WHAT YOU ARE ASKED TO DO => Below are lines of data, and only some are wanted. Please repeat exactly those from the line that has "Avoid origin assumptions in box model API." through the line that has "This PR removes".

Stored data:
┄┄┄┄┄┄┄┄┄┄
PR #1810, opened 2026-05-25
Improve `assert_layout_done`.

xStrom:
Previously `assert_layout_done` only verified that layout was available (i.e. not "needed"). This meant that it would succeed with a cached layout even if `run_layout` had not been called.

This PR makes use of the debug vist marker we have to ensure that `assert_layout_done` fails if `run_layout` has not been called on the widget, even if it ends up having a cached layout available anyway.

The key motivation here is that layout caching logic is an internal implementation detail. Widgets should always call `run_layout` before accessing those results. Caching rules may change without announcement, and so depending on specific caching behavior can lead to subtle bugs.

### DIFF
--- a/masonry_core/src/core/contexts.rs
+++ b/masonry_core/src/core/contexts.rs
@@ -773,7 +773,7 @@ impl LayoutCtx<'_> {
     #[track_caller]
     fn assert_layout_done(&self, child: &WidgetPod<impl Widget + ?Sized>, method_name: &str) {
         let child_state = self.get_child_state(child);
-        // request_layout is used as a visit marker, but only when debug_assertions are enabled.
+        // If debug_assertions are enabled, then request_layout is always true until visited.
         let child_not_visited = cfg!(debug_assertions) && child_state.request_layout;
         if child_state.needs_layout() || child_not_visited {
             debug_panic!(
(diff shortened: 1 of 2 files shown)


masonry_core/src/core/contexts.rs
```diff
@@ -772,7 +772,10 @@ impl MeasureCtx<'_> {
 impl LayoutCtx<'_> {
     #[track_caller]
     fn assert_layout_done(&self, child: &WidgetPod<impl Widget + ?Sized>, method_name: &str) {
-        if self.get_child_state(child).needs_layout() {
+        let child_state = self.get_child_state(child);
+        // request_layout is used as a visit marker, but only when debug_assertions are enabled.
```
waywardmonkeys: This comment is slightly confusing because what you mean is that it is additionally used as ... I think.

waywardmonkeys (approved):
Minor nit.

masonry_core/src/core/contexts.rs
xStrom: I reworded it as *If debug_assertions are enabled, then request_layout is always true until visited.* The main point being that it is a reliable vist marker only with debug assertions.

PR #1813, opened 2026-05-26
Avoid origin assumptions in box model API.

xStrom:
The layout accessor methods `content_box_size`, `border_box_size`, and `paint_box_size` are encouraging direct usage without considering the origin of these boxes, which leads to subtle bugs.

This PR removes those context methods, plus `WidgetState::border_box_size`.

The size can still be accessed through e.g. `border_box().size()`, while making correct usage in general more likely. For example `border_box().contains(pos)` instead of `border_box_size().to_rect().contains(pos)`, or `border_box().center()` instead of `border_box_size() / 2.`.

A few widgets got updated with the more robust approach of using e.g. `.center()`, but generally e.g. `content_box_size()` just got replaced with `content_box().size()`. Thus, this PR is focused on changing the API in a way that is more conducive to correct use, but analyzing and fixing all existing widget code is out of scope for this PR.

This PR also adds a few more box model tests, to make sure that these APIs actually work as advertised.

### DIFF
--- a/masonry/src/layers/selector_menu.rs
+++ b/masonry/src/layers/selector_menu.rs
@@ -363,7 +363,7 @@ impl Layer for SelectorMenu {
             PointerEvent::Down(PointerButtonEvent { state, .. }) => {
                 let local_pos = ctx.local_position(state.position);
 
-                !ctx.border_box_size().to_rect().contains(local_pos)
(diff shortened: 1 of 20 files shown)


PoignardAzur (approved):
LGTM.

PR #1814, opened 2026-05-26
Fix `Portal::set_viewport_pos` dirty flag choice.

xStrom:
`Portal::set_viewport_pos` was requesting layout, but that isn't actually needed. Just compose is enough for scroll translation. Other methods of `Portal` already correctly request compose.


PoignardAzur (approved):
I think the reason we did that was to force the child scrollbars to run a layout pass for some reason? Either way, probably not necessary anymore.

xStrom:
I think that line might predate the compose pass even? Not sure, but it definitely predates work in this Linebender repo. Either way, theoretically it should work and I haven't encountered issues yet.

PR #1815, opened 2026-05-26
Restore transform testing and add one new transform test.

xStrom:
When #1322 moved the transform tests to a new location, `mod.rs` was not updated to actually include it in the compilation graph. Since then, the transform test code has started rotting.

This PR here restores these tests, with the required modifications to use the latest APIs.

The blue box size was reduced because the larger size is not critical for the tests, but it did cause the pointer test snapshot to be over 8 KB, which is a soft limit we want to adhere to.

This PR also adds a new test to verify that transforms are respected when calculating the translation between content-box and window space.


RagibHasin:
Should we not have a lint that checks for unused .rs files in /src directory?

xStrom:
It would be nice, but there is no Rust / Clippy lint for that. We would have to build our own script for it probably.

PoignardAzur (approved):
I didn't look too hard at the test code, I assume it's fine if it passes.

LGTM.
┄┄┄┄┄┄┄┄┄┄
WRITTEN REPLY =>
Avoid origin assumptions in box model API.

xStrom:
The layout accessor methods `content_box_size`, `border_box_size`, and `paint_box_size` are encouraging direct usage without considering the origin of these boxes, which leads to subtle bugs.

This PR removes those context methods, plus `WidgetState::border_box_size`.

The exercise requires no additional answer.